[Dataset entries]
+ + + + +
PR #120, opened 2020-05-04
Asset View Clip

### LINKED ISSUE #118: Asset Background Problems
I need to document a couple of issues that came up during implementation of the spatial hash for the room editor. They pertain mainly to the clipping of the painting for asset scroll area.

1) We are painting the room grid outside of the actual room, which LGM does not do, but I am totally fine with this. I think it's a good idea.
2) AssetScrollAreaBackground is not using its paint event at all, which tells it the current region being exposed that needs to be repainted. It's much more efficient for us to only paint what needs to be painted.
3) AssetView is not informed of the paint event by AssetScrollAreaBackground and thus has to completely guess which part of it is exposed for painting. This makes it difficult for the room view to know which window to query in the spatial hash.

RobertBColton:
Alright, now I've figured out how to set the clip to just the visible viewport of the scroll area, like we wanted. I use the asset view scroll area background's negated position to find the scroll offset of the visible viewport. I use the size of the asset view scroll area background's parent, which only includes scrollbars when they are visible, as the size of the clipping rectangle. I then apply this clip to the painter before it is passed to the asset view, in this case the room view.

I see no regressions with TKG's game Key to Success or with other games. Zooming appears to work correctly and I also double checked the clip by filling it as a red rectangle. I still recommend that maybe we try this out on a few other games first. Otherwise, we should be safe to use this clip to resolve #118 so that the room view knows the appropriate window of its spatial hash to query.

### DIFF
--- a/Widgets/AssetScrollAreaBackground.cpp
+++ b/Widgets/AssetScrollAreaBackground.cpp
@@ -184,6 +184,8 @@ void AssetScrollAreaBackground::paintEvent(QPaintEvent* /* event */) {
     _totalDrawOffset = GetCenterOffset() + _userDrawOffset;
 
     painter.save();
+    QRect clip(-this->pos(), ((QWidget*)this->parent())->size());
+    painter.setClipRect(clip);
     painter.translate(_totalDrawOffset);
     painter.scale(_currentZoom, _currentZoom);
     _assetView->Paint(painter);


RobertBColton:
This corrects the overpainting that we are doing. There's no sense in painting what isn't visible.

RobertBColton:
After some extensive benchmarking and researching by Rusky and I, we have decided there's no merit in this clip. We timed our existing room painting code with and without the clip, which yielded no significant differences. After the discovery of #132 we also tested this out with a static pixmap, randomly generated positions, and with and without a clip and found no differences. We even theorized a bit about small vs large clip sizes, assuming at some point Qt's internal clipping of the newly exposed area was doing a better job than we were. We also looked at try the painter window and view, which only made things worse. So I am going to close this and as far as the spatial hash in #116 is concerned, we can simply pass the query window as an extra parameter.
+ + + + +
• [Problem requirements]:
The lines above need to be restated word for word, all of them.

• [Answer for the task]:
PR #120, opened 2020-05-04
Asset View Clip

### LINKED ISSUE #118: Asset Background Problems
I need to document a couple of issues that came up during implementation of the spatial hash for the room editor. They pertain mainly to the clipping of the painting for asset scroll area.

1) We are painting the room grid outside of the actual room, which LGM does not do, but I am totally fine with this. I think it's a good idea.
2) AssetScrollAreaBackground is not using its paint event at all, which tells it the current region being exposed that needs to be repainted. It's much more efficient for us to only paint what needs to be painted.
3) AssetView is not informed of the paint event by AssetScrollAreaBackground and thus has to completely guess which part of it is exposed for painting. This makes it difficult for the room view to know which window to query in the spatial hash.

RobertBColton:
Alright, now I've figured out how to set the clip to just the visible viewport of the scroll area, like we wanted. I use the asset view scroll area background's negated position to find the scroll offset of the visible viewport. I use the size of the asset view scroll area background's parent, which only includes scrollbars when they are visible, as the size of the clipping rectangle. I then apply this clip to the painter before it is passed to the asset view, in this case the room view.

I see no regressions with TKG's game Key to Success or with other games. Zooming appears to work correctly and I also double checked the clip by filling it as a red rectangle. I still recommend that maybe we try this out on a few other games first. Otherwise, we should be safe to use this clip to resolve #118 so that the room view knows the appropriate window of its spatial hash to query.

### DIFF
--- a/Widgets/AssetScrollAreaBackground.cpp
+++ b/Widgets/AssetScrollAreaBackground.cpp
@@ -184,6 +184,8 @@ void AssetScrollAreaBackground::paintEvent(QPaintEvent* /* event */) {
     _totalDrawOffset = GetCenterOffset() + _userDrawOffset;
 
     painter.save();
+    QRect clip(-this->pos(), ((QWidget*)this->parent())->size());
+    painter.setClipRect(clip);
     painter.translate(_totalDrawOffset);
     painter.scale(_currentZoom, _currentZoom);
     _assetView->Paint(painter);


RobertBColton:
This corrects the overpainting that we are doing. There's no sense in painting what isn't visible.

RobertBColton:
After some extensive benchmarking and researching by Rusky and I, we have decided there's no merit in this clip. We timed our existing room painting code with and without the clip, which yielded no significant differences. After the discovery of #132 we also tested this out with a static pixmap, randomly generated positions, and with and without a clip and found no differences. We even theorized a bit about small vs large clip sizes, assuming at some point Qt's internal clipping of the newly exposed area was doing a better job than we were. We also looked at try the painter window and view, which only made things worse. So I am going to close this and as far as the spatial hash in #116 is concerned, we can simply pass the query window as an extra parameter.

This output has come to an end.